··· EXCERPTED DATA ···

PR #764, opened 2018-10-09
Add filter for instructions inlined by Kotlin compiler

### LINKED ISSUE #763: Add filter for instructions inlined by Kotlin compiler
Consider following files

`a.kt`
```
inline fun a() {
  nop()
}
```

`b.kt`
```
inline fun b() {
  nop()
}
```

and `callsite.kt` with 8 lines
```
fun main(args : Array<String>) {
  a() // line 2
  b() // line 3
} // line 4

fun nop() {
} // line 7
```

Kotlin compiler produces `CallsiteKt.class` whose bytecode

```
Constant pool:
...
   #7 = Utf8               Lorg/jetbrains/annotations/NotNull;
...
  #24 = Utf8               Lkotlin/Metadata;
...
{
    flags: ACC_PUBLIC, ACC_STATIC, ACC_FINAL
    Code:
         0: aload_0
         1: ldc           #9                  // String args
         3: invokestatic  #15                 // Method kotlin/jvm/internal/Intrinsics.checkParameterIsNotNull:(Ljava/lang/Object;Ljava/lang/String;)V
         6: nop
         7: invokestatic  #19                 // Method nop:()V
        10: nop
        11: nop
        12: invokestatic  #19                 // Method nop:()V
        15: nop
        16: return
      LocalVariableTable:
            7       4     1 $i$f$a   I
           12       4     1 $i$f$b   I
            0      17     0  args   [Ljava/lang/String;
      LineNumberTable:
        line 2: 6
        line 9: 7
        line 10: 10
        line 3: 11
        line 11: 12
        line 12: 15
        line 4: 16
    RuntimeInvisibleParameterAnnotations:
      0:
        0: #7()

  public static final void nop();
    descriptor: ()V
    flags: ACC_PUBLIC, ACC_STATIC, ACC_FINAL
    Code:
      stack=0, locals=0, args_size=0
         0: return
      LineNumberTable:
        line 7: 0
}
SourceFile: "callsite.kt"
SourceDebugExtension:
  SMAP
  callsite.kt
  Kotlin
  *S Kotlin
  *F
  + 1 callsite.kt
  CallsiteKt
  + 2 a.kt
  AKt
  + 3 b.kt
  BKt
  *L
  1#1,8:1
  2#2,2:9
  2#3,2:11
  *E
  *S KotlinDebug
  *F
  + 1 callsite.kt
  CallsiteKt
  *L
  2#1,2:9
  3#1,2:11
  *E
RuntimeVisibleAnnotations:
  0: #24(#25=[I#26,I#26,I#27],#28=[I#26,I#29,I#30],#31=I#30,#32=[s#33],#34=[s#5,s#35,s#8,s#35,s#35,s#6,s#16])
```

Contains inlined instructions with line numbers that are greater than actually present in source file:

```
$ java -jar jacoco-0.8.2/lib/jacococli.jar classinfo CallsiteKt.class
    11      0      8      2      2   class 0xcc96f697bc87baa7 CallsiteKt
    10      0      7      1      1   +- method main([Ljava/lang/String;)V
     1      0                        |  +- line 2
     1      0                        |  +- line 3
     1      0                        |  +- line 4
     1      0                        |  +- line 9
     1      0                        |  +- line 10
     1      0                        |  +- line 11
     1      0                        |  +- line 12
     1      0      1      1      1   +- method nop()V
     1      0                           +- line 7
```

Since we use source line numbers for generation of page with highlighted source in our HTML report, additional lines (9-12) do not appear on it and do not cause troubles. However they add to values of counters as shown by `classinfo` above and what is also visible in HTML report:

methods

sources

Not demonstrated by above example, but inlining can also affect "branches" and "complexity" counters.

Moreover these additional lines appear in XML report:

```
        <sourcefile name="callsite.kt">
            <line nr="2" mi="2" ci="0" mb="0" cb="0"/>
            <line nr="3" mi="1" ci="0" mb="0" cb="0"/>
            <line nr="4" mi="1" ci="0" mb="0" cb="0"/>
            <line nr="7" mi="1" ci="0" mb="0" cb="0"/>
            <line nr="9" mi="1" ci="0" mb="0" cb="0"/>
            <line nr="10" mi="1" ci="0" mb="0" cb="0"/>
            <line nr="12" mi="1" ci="0" mb="0" cb="0"/>
            <line nr="13" mi="1" ci="0" mb="0" cb="0"/>
            <line nr="14" mi="1" ci="0" mb="0" cb="0"/>
            <counter type="INSTRUCTION" missed="13" covered="0"/>
            <counter type="LINE" missed="9" covered="0"/>
            <counter type="COMPLEXITY" missed="2" covered="0"/>
            <counter type="METHOD" missed="2" covered="0"/>
            <counter type="CLASS" missed="1" covered="0"/>
        </sourcefile>
```

Which is not good for tools that read our XML report and try to enforce its consistency with source code by checking that line numbers are not greater than in source code.

While ideally we need to somehow map these additional instructions back to their original location in order to show coverage of original (#654).

I propose to do a baby step and at least ignore them at call sites. Seems that for that is enough to obtain minimal value of `OutputStartLine` in `LineSection` that comes after `KotlinDebug` `StratumSection` of `SMAP` recorded in class file - minimum of 9 and 11 in the above example:

```
  *S KotlinDebug
  *F
  + 1 callsite.kt
  CallsiteKt
  *L
  2#1,2:9
  3#1,2:11
  *E
```

Godin:
Fixes #763 

After this change for the same example as in #763 :
```
$ java -jar jacococli.jar classinfo --verbose CallsiteKt.class
     7      0      4      2      2   class 0xcc96f697bc87baa7 CallsiteKt
     6      0      3      1      1   +- method main([Ljava/lang/String;)V
     1      0                        |  +- line 2
     1      0                        |  +- line 3
     1      0                        |  +- line 4
     1      0      1      1      1   +- method nop()V
     1      0                           +- line 7
```


Godin:
@marchof could you please do first review pass?

org.jacoco.core/src/org/jacoco/core/internal/analysis/filter/KotlinInlineFilter.java
```diff
@@ -0,0 +1,116 @@
...
+			final IFilterContext context, final IFilterOutput output) {
+		if (context.getSourceDebugExtension() == null) {
+			return;
+		}
+		if (!context.getClassAnnotations()
+				.contains(KotlinGeneratedFilter.KOTLIN_METADATA_DESC)) {
+			return;
+		}
+
+		final int max = parseSMAP(context.getSourceDebugExtension());
```
Godin: Currently filters are stateless and do processing of one method after another, so the same SMAP will be parsed multiple times - need to think how to avoid this without introduction of coupling with Kotlin's SMAP outside of filter. Either allow filter to somehow store some information outside? Or simply creation of instances of filters for each analyzed class, so that they can keep per-class state?

marchof: Another option would be to return an `SourceDebugExtension` object from `IFilterContext.getSourceDebugExtension()'. Such an instance would do the String parsing  lazily and only once.

org.jacoco.core/src/org/jacoco/core/internal/analysis/filter/KotlinInlineFilter.java
```diff
@@ -0,0 +1,116 @@
...
+			readLine(br, "SMAP");
+			// OutputFileName
+			br.readLine();
+			// DefaultStratumId
+			readLine(br, "Kotlin");
+			// StratumSection
+			readLine(br, "*S Kotlin");
+			// FileSection
+			readLine(br, "*F");
+			String line;
```
marchof: This variable is not used and gives a warning.

org.jacoco.core/src/org/jacoco/core/internal/analysis/filter/KotlinInlineFilter.java
```diff
@@ -0,0 +1,116 @@
...
+			if (AbstractInsnNode.LINE == i.getType()) {
+				line = ((LineNumberNode) i).line;
+			}
+			if (line >= max) {
+				output.ignore(i, i);
+			}
+		}
+	}
+
+	private static int parseSMAP(final String smap) {
```
marchof: Took me some time to understand the exclusion logic. Maybe renaming this method to `getFirstIncludeLineNumber()` or so would help to understand how the references to external files are implemented. Also a link to Kotlin documentation or a short description of the logic in the filter's JavaDoc might be helpful for future reference.

org.jacoco.core/src/org/jacoco/core/internal/analysis/filter/KotlinInlineFilter.java
Godin: This is what I called 

> coupling with Kotlin's SMAP outside of filter

unless the parsing is generalized from Kotlin's SMAP to just SMAP, but then not even necessarily that `SourceDebugExtension` attribute contains data in JSR-45 format. JVM Spec §4.7.11 says

> The debug_extension array holds extended debugging information which has no semantic effect on the Java Virtual Machine. The information is represented using a modified UTF-8 string with no terminating zero byte.

And IMO that's why in ASM it is just a `String` and ASM doesn't parse it.

But maybe something like `tryParseAsSMAP` won't damage API clearness.

org.jacoco.core/src/org/jacoco/core/internal/analysis/filter/KotlinInlineFilter.java
Godin: So far I haven't found any spec that at least states that Kotlin uses SMAP, not even talking about additional `KotlinDebug` strata. And maybe there is none at all. Understanding of how to parse comes from JSR-45 and how to interpret from `kotlinc`. But anyway you right - will work on addition of description.

org.jacoco.core/src/org/jacoco/core/internal/analysis/filter/KotlinInlineFilter.java
Godin: Leftover of refactorings... fixed!

org.jacoco.core/src/org/jacoco/core/internal/analysis/filter/KotlinInlineFilter.java
Godin: Renamed into `getFirstGeneratedLineNumber`

org.jacoco.core/src/org/jacoco/core/internal/analysis/filter/KotlinInlineFilter.java
Godin: As IMO a good first solution made filters stateful.

org.jacoco.core/src/org/jacoco/core/internal/analysis/MethodAnalyzer.java
```diff
@@ -388,6 +381,16 @@ public void visitEnd() {
 			if (r != m) {
 				i.merge(nodeToInstruction.get(r));
 			}
+
+			if (!ignored.contains(m)) {
+				final int line = i.getLine();
+				if (firstLine > line || lastLine == ISourceNode.UNKNOWN_LINE) {
+					firstLine = line;
```
Godin: @marchof IMO this is good change on its own - can extract into separate PR if desired.

org.jacoco.core.test/src/org/jacoco/core/test/validation/ValidationTestBase.java
```diff
@@ -104,6 +105,11 @@ private void analyze(final Analyzer analyzer, final ExecutionData data)
 	 */
 	@Test
 	public void execute_assertions_in_comments() throws IOException {
+		assertTrue(String.format(
```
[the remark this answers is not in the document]
Godin: done

org.jacoco.core/src/org/jacoco/core/internal/analysis/filter/KotlinInlineFilter.java
```diff
@@ -0,0 +1,115 @@
...
+			// LineSection
+			int min = Integer.MAX_VALUE;
+			String line;
+			while (!"*E".equals(line = br.readLine())) {
+				final Matcher m = LINE_INFO_PATTERN.matcher(line);
+				if (!m.matches()) {
+					throw new AssertionError();
+				}
+				final int outputStartLine = Integer
+						.parseInt(m.group(4).substring(1));
```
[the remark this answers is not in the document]
Godin: done

org.jacoco.core/src/org/jacoco/core/internal/analysis/filter/KotlinInlineFilter.java
```diff
@@ -0,0 +1,115 @@
...
+				min = Math.min(outputStartLine, min);
+			}
+			return min;
+		} catch (IOException e) {
+			throw new AssertionError(e);
+		}
+	}
+
+	private static void readLine(final BufferedReader br, final String expected)
```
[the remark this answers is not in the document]
Godin: renamed

org.jacoco.core/src/org/jacoco/core/internal/analysis/filter/KotlinInlineFilter.java
```diff
@@ -0,0 +1,115 @@
...
+				if (!m.matches()) {
+					throw new AssertionError();
+				}
+				final int outputStartLine = Integer
+						.parseInt(m.group(4).substring(1));
+				min = Math.min(outputStartLine, min);
+			}
+			return min;
+		} catch (IOException e) {
+			throw new AssertionError(e);
```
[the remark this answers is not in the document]
Godin: done

org.jacoco.core/src/org/jacoco/core/internal/analysis/filter/KotlinInlineFilter.java
```diff
@@ -0,0 +1,115 @@
...
+		}
+	}
+
+	private static void readLine(final BufferedReader br, final String expected)
+			throws IOException {
+		if (!expected.equals(br.readLine())) {
+			throw new AssertionError();
```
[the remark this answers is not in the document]
Godin: From the stacktrace we know which line is expected, so replaced by

```
throw new IllegalStateException("Unexpected line: " + line);
```

org.jacoco.core/src/org/jacoco/core/internal/analysis/filter/KotlinInlineFilter.java
Godin: Now method `Filters.all` creates new instances of all filters, however there is another option - keep all existing filters except new one as `static`. Something like

```
/**
 * Filter that combines other filters.
 */
public final class Filters implements IFilter {

	/**
	 * Filter that does nothing.
	 */
	public static final IFilter NONE = new Filters();

	/**
	 * Stateless filters.
	 */
	private static final IFilter STATELESS = new Filters(new EnumFilter(),
			new SyntheticFilter(), new SynchronizedFilter(),
			new TryWithResourcesJavac11Filter(),
			new TryWithResourcesJavacFilter(), new TryWithResourcesEcjFilter(),
			new FinallyFilter(), new PrivateEmptyNoArgConstructorFilter(),
			new StringSwitchJavacFilter(), new StringSwitchEcjFilter(),
			new EnumEmptyConstructorFilter(), new AnnotationGeneratedFilter(),
			new KotlinGeneratedFilter(), new KotlinLateinitFilter(),
			new KotlinWhenFilter(), new KotlinWhenStringFilter(),
			new KotlinUnsafeCastOperatorFilter(),
			new KotlinDefaultArgumentsFilter());

	private final IFilter[] filters;

	/**
	 * Creates filter that combines all other filters.
	 * 
	 * @return filter that combines all other filters
	 */
	public static IFilter all() {
		return new Filters(STATELESS, new KotlinInlineFilter());
	}
```

@marchof WDYT?

Godin:
@marchof I addressed all your previous comments and added entry to changelog, so not counting little idea to keep all existing filters except new one as static (see https://github.com/jacoco/jacoco/pull/764#discussion_r237972705), this PR is IMO ready to merged.

Don't forget to squash and clean description if you decide to merge 😉

org.jacoco.core/src/org/jacoco/core/internal/analysis/filter/KotlinInlineFilter.java
```diff
@@ -0,0 +1,122 @@
...
+				final Matcher m = LINE_INFO_PATTERN.matcher(line);
+				if (!m.matches()) {
+					throw new IllegalStateException(
+							"Unexpected SMAP line: " + line);
+				}
+				final int outputStartLine = Integer.parseInt(m.group(4));
+				min = Math.min(outputStartLine, min);
+			}
+			return min;
+		} catch (IOException e) {
```
marchof: Missing `final` (gets inserted on save).

org.jacoco.core/src/org/jacoco/core/internal/analysis/filter/KotlinInlineFilter.java
marchof: @Godin Creating all filters per class isn't a big deal. Let's keep it simple for now.

org.jacoco.core/src/org/jacoco/core/internal/analysis/filter/KotlinInlineFilter.java
marchof: Just fixes.

jwalter:
When I try this out locally I get this error:

`Caused by: java.lang.IllegalStateException: Unexpected SMAP line: null
        at org.jacoco.core.internal.analysis.filter.KotlinInlineFilter.expectLine(KotlinInlineFilter.java:114)
        at org.jacoco.core.internal.analysis.filter.KotlinInlineFilter.getFirstGeneratedLineNumber(KotlinInlineFilter.java:75)
        at org.jacoco.core.internal.analysis.filter.KotlinInlineFilter.filter(KotlinInlineFilter.java:42)
        at org.jacoco.core.internal.analysis.filter.Filters.filter(Filters.java:55)
        at org.jacoco.core.internal.analysis.ClassAnalyzer.addMethodCoverage(ClassAnalyzer.java:110)
        at org.jacoco.core.internal.analysis.ClassAnalyzer.access$100(ClassAnalyzer.java:31)
        at org.jacoco.core.internal.analysis.ClassAnalyzer$1.accept(ClassAnalyzer.java:99)
        at org.jacoco.core.internal.flow.ClassProbesAdapter$2.visitEnd(ClassProbesAdapter.java:89)
        at org.objectweb.asm.ClassReader.readMethod(ClassReader.java:1279)
        at org.objectweb.asm.ClassReader.accept(ClassReader.java:679)
        at org.objectweb.asm.ClassReader.accept(ClassReader.java:391)
        at org.jacoco.core.analysis.Analyzer.analyzeClass(Analyzer.java:121)
        at org.jacoco.core.analysis.Analyzer.analyzeClass(Analyzer.java:137)
`

I _think_ this is how the SMAP looks when this happens for me:

`SMAP
GetFormTemplateBodyBuilder.kt
Kotlin
*S Kotlin
*F
+ 1 GetFormTemplateBodyBuilder.kt
se/cambio/openservices/mediatorendpoints/forms/GetFormTemplateBodyBuilder
*L
1#1,20:1
*E`

Godin:
@jwalter thanks a lot for testing and this valuable feedback just in time to keep our master free from bugs :thumbsup: our small team really appreciates this ❤️ 

Don't know yet how to reproduce this, but apparently `KotlinDebug` section is not always present in `SMAP`. Will try to do a deeper look and fix later today.

jwalter:
Not sure it helps, but the class triggering looks like this (lines 8-20. 1-7 are package declaration and imports):

```
internal class GetFormTemplateBodyBuilder: BodyBuilder<GetFormTemplateType> {
  override fun buildElement(mediatorRequest: MediatorClientRequest): JAXBElement<GetFormTemplateType> {
    val getFormsRequest = ObjectFactory().createGetFormTemplateType().apply {
      subjectOfCare = mediatorRequest.subjectOfCare()
      assert(subjectOfCare != null) { "No patient id provided" }
      sessionID = mediatorRequest.correlationId
      assert(sessionID != null) { "No correlation id provided" }
      templateID = mediatorRequest.getParameter("id")
      assert(templateID != null) { "No template id provided" }
    }
    return ObjectFactory().createGetFormTemplate(getFormsRequest)
  }
}
```

Godin:
@jwalter thank you for the code - it gave an idea about reproducer, which is actually quite simple:

compilation of

```
    assert(args.size < 0) {
        println("Ouch")
    }
} // line 5
```

results in

```
...
        17: getstatic     #21                 // Field kotlin/_Assertions.ENABLED:Z
        20: ifeq          53
...
      LineNumberTable:
        line 2: 6
        line 3: 27
        line 4: 37
        line 2: 40
        line 5: 53
...
SourceDebugExtension:
  SMAP
  Example.kt
  Kotlin
  *S Kotlin
  *F
  + 1 Example.kt
  ExampleKt
  *L
  1#1,6:1
  *E
```

Will work on a fix in context of this ticket.

However this is also quite interesting in context of a https://github.com/jacoco/jacoco/issues/654#issuecomment-373667831 (CC @goodwinnk @yole): content of `assert` function clearly becomes inlined (see above bytecode at offsets 17 and 20), however there doesn't seem to be a way to determine this from `SMAP` as it doesn't mention `AssertionsJVM.kt`.

org.jacoco.core/src/org/jacoco/core/internal/analysis/filter/KotlinInlineFilter.java
Godin: 👍

Godin:
And here is another example:

`F1.kt`
```
package example

inline fun call(crossinline init: () -> Unit) {
    return {
        init()
    }()
} // line 7
```

`F2.kt`
```
package org.jacoco.core.test.validation.kotlin.targets

fun test(): String {
    var res = "Fail"
    call {
        res = "OK"
    }
    return res
}
```

that produces `F2Kt$test$$inlined$call$1.class` without `KotlinDebug` strata, however with line numbers that go beyond line numbers in source file `F1.kt`

```
...
  public final void invoke();
    descriptor: ()V
    flags: ACC_PUBLIC, ACC_FINAL
    Code:
         0: nop
         1: aload_0
         2: getfield      #18                 // Field $res$inlined:Lkotlin/jvm/internal/Ref$ObjectRef;
         5: ldc           #34                 // String OK
         7: putfield      #40                 // Field kotlin/jvm/internal/Ref$ObjectRef.element:Ljava/lang/Object;
        10: nop
        11: return
      LocalVariableTable:
            1       9     1 $i$a$1$call   I
            0      12     0  this   Lorg/jacoco/core/test/validation/kotlin/targets/F2Kt$test$$inlined$call$1;
      LineNumberTable:
        line 5: 0
        line 9: 1
        line 10: 10
        line 6: 11
...
SourceFile: "F1.kt"
SourceDebugExtension:
  SMAP
  F1.kt
  Kotlin
  *S Kotlin
  *F
  + 1 F1.kt
  org/jacoco/core/test/validation/kotlin/targets/F1Kt$call$1
  + 2 F2.kt
  org/jacoco/core/test/validation/kotlin/targets/F2Kt
  *L
  1#1,8:1
  6#2,2:9
  *E
```

From which to me seems that we can change algorithm on following:
in `LineSection` of main `Kotlin` strata
find minimal `OutputStartLine`
excluding `LineInfo`s whose `LineFileID` corresponds to `SourceFile` attribute.

* for the above example this means: ignore `1#1,8:1` and from `6#2,2:9` take `9`
* this obviously also works for the previous example (https://github.com/jacoco/jacoco/pull/764#issuecomment-444874645): ignore the only existing `1#1,6:1`
* for current validation test: ignore `1#1,33:1` and from `22#1,2:34` take `34`
* for initial example (https://github.com/jacoco/jacoco/issues/763#issue-368413598): ignore `1#1,8:1`, from `2#2,2:9` and `2#3,2:11` take `9`

Any feedback/thoughts about this new algorithm are welcome.

Godin:
I was wrong about current validation test 😞 

```
object KotlinInlineTarget { // line 19

    inline fun inlined() {
        nop()
    }

    @JvmStatic

        inlined()

    }

} // line 32
```

```
SMAP
KotlinInlineTarget.kt
Kotlin
*S Kotlin
*F
+ 1 KotlinInlineTarget.kt
org/jacoco/core/test/validation/kotlin/targets/KotlinInlineTarget
*L
1#1,33:1
22#1,2:34
*E
*S KotlinDebug
*F
+ 1 KotlinInlineTarget.kt
org/jacoco/core/test/validation/kotlin/targets/KotlinInlineTarget
*L
28#1,2:34
*E
```

Godin:
```diff
 excluding `LineInfo`s whose `LineFileID` corresponds to `SourceFile` attribute
+and `InputStartLine` equal to `OutputStartLine`
```

Godin:
@jwalter could you please retest?

jwalter:
@Godin Works great! (My coverage went from 40% to 90%)

Godin:
@jwalter thanks a lot for testing! 👍 ❤️ 

Please excuse me for pedantism, but as a remark - when talking about metrics it is IMO very important to always specify metric, i.e. percentage of what? "instructions"? 😉

Nevertheless, while #763 initially is about mismatch between numbers of lines in XML report and source files, another aspect - is indeed a fix of metrics (instructions, lines, branches, complexity), which before this change were including inlined code that potentially comes from other libraries and therefore doesn't require tests on a side of consumers of library.

Thanks again for spotting bug and testing! ❤️ Hope there won't be other obstacles and we'll publish this soon.

org.jacoco.doc/docroot/doc/changes.html
```diff
@@ -27,6 +27,9 @@ <h3>New Features</h3>
   <li>Branch added by the Kotlin compiler for "unsafe" cast operator is filtered
       out during generation of report
       (GitHub <a href="https://github.com/jacoco/jacoco/issues/761">#761</a>).</li>
+  <li>Instructions inlined by Kotlin compiler from other class files are filtered
```
Godin: Strictly speaking not only "**other** class files" - can be the same.

org.jacoco.core.test.validation.kotlin/src/org/jacoco/core/test/validation/kotlin/targets/KotlinInlineTarget.kt
```diff
@@ -0,0 +1,36 @@
...
+        nop() // assertNotCovered()
+    }
+
+    @JvmStatic
+    fun main(args: Array<String>) {
+
+        inlined() // assertFullyCovered()
+
+        /* Following inlined method for some reasons doesn't appear in SMAP: */
+        assert(t()) // assertPartlyCovered(2, 2)
```
marchof: Looks like intrinsics or whatever kick-in when using stdlib. When inlining from another source file it seems to work:

        KotlinInlineFun.inlined() // assertFullyCovered()

Or what is the point here?

marchof: Thanks for clarification!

···

What is the number of lines in the records that include the word "objectweb"? Answer with that number only.

REPLY: 3